## PROMPT
Among the lines of the records, please find those that contain the word "right" and copy them.

- - -

PR #6484, opened 2026-09-22
fix(ErdosProblems/308): shift Croot's bounds by one

### LINKED ISSUE #6463: ErdosProblems/308: `erdos_308.variants.croot` bounds `f N` where Croot's theorem bounds `f N - 1`
`Erdos308.erdos_308.variants.croot` places `f N`, defined in this file as the smallest non-representable positive integer, between the two floors of Croot's Main Theorem, but Croot bounds η(N), the largest integer up to which every integer is representable, which is `f N - 1`; since (log log N)²/log N → 0 the shift is not absorbed by the o(1) factors, and the stated upper bound eventually forces `f N ≤ m N`, contradicting Croot's lower bound, which gives `f N = m N + 1` for arbitrarily large N.

https://tadamcz.com/fc-review-results/782312817c/#/f/ErdosProblems/308

- 1 misformalization
- 2 equivalent reformulations
- trivial proof: bailed out
- fix compiles

smmercuri:
`erdos_308.variants.croot` placed `f N` — defined in this file as the smallest non-representable positive integer — between Croot's two floors. Croot's Main Theorem [Cr99] instead defines η(x) as *the largest* integer such that every integer in {1,…,η(x)} is representable, and it is η that the two displayed floors bound. Since η(N) = f(N) − 1 and the correction term (log log N)²/log N tends to 0, the shift is not absorbed by the `o(1)` factors: as stated, the upper bound gives `f N ≤ ⌊H_N⌋ = m N` for all large `N`, which rules out the `f N = m N + 1` alternative of `erdos_308.parts.i` and the `representable N = Set.Icc 1 (m N)` alternative of `erdos_308.variants.shape` — both of which Croot shows do occur (p. 2: `m` is representable exactly when the fractional part of `H_N` exceeds the correction).

**Change:** added `+ 1` outside each floor in `erdos_308.variants.croot`, keeping the definition of `f` as it is, and rewrote the docstring to say which quantity Croot bounds and why the `+ 1` appears. No other declaration touched; `category` and AMS tags unchanged; the proof stays `by sorry`.

**Checked:** `lake --wfail build 'FormalConjectures.ErdosProblems.«308»'` — `Build completed successfully`, no warnings.

Judgement call: the prose on erdosproblems.com/308 carries the same off-by-one ("if f(N) is the smallest integer not representable then …"). I followed the primary paper, which this docstring explicitly cites, rather than the secondary transcription; the alternative would have been to restate the bounds for `f N - 1`, which is equivalent but reads less directly.

Fixes #6463


smmercuri:

Compared against issue #6463, the audit page for `ErdosProblems/308`, and Croot's manuscript, then stress-tested in a Lean scratch file importing the module. Verdict: **correct**.

Why it is the right fix:

- **The defect is gone.** I proved sorry-free that the pre-PR statement forces `∀ᶠ N in atTop, f N ≤ m N`, since `o₂ → 0` makes the subtracted term eventually nonnegative, while the PR head yields only `f N ≤ m N + 1`, so both branches of `erdos_308.parts.i` survive.
- **Equivalent to the audit's proposal.** The new statement is character-identical to the audit's suggested fix, confirmed by `Iff.rfl` against a verbatim restatement that itself typechecks against the declaration.
- **Faithful to the source.** Croot's Main Theorem bounds "the largest integer such that, whenever 1 ≤ n ≤ n(x)" every such n is representable, which is `f(N) - 1`, so each floor needs `+ 1`; erdosproblems.com repeats the same off-by-one, so following the cited paper is right.
- **No junk values, and it builds.** The `+ 1` is ℕ-addition outside the floor, not the ℕ-subtraction alternative, which is strictly weaker at the `sInf ∅` junk value `f N = 0`; `lake --wfail build` is warning-free.

mo271 (approved):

- - -

## TASK SOLUTION
Why it is the right fix:
- **Faithful to the source.** Croot's Main Theorem bounds "the largest integer such that, whenever 1 ≤ n ≤ n(x)" every such n is representable, which is `f(N) - 1`, so each floor needs `+ 1`; erdosproblems.com repeats the same off-by-one, so following the cited paper is right.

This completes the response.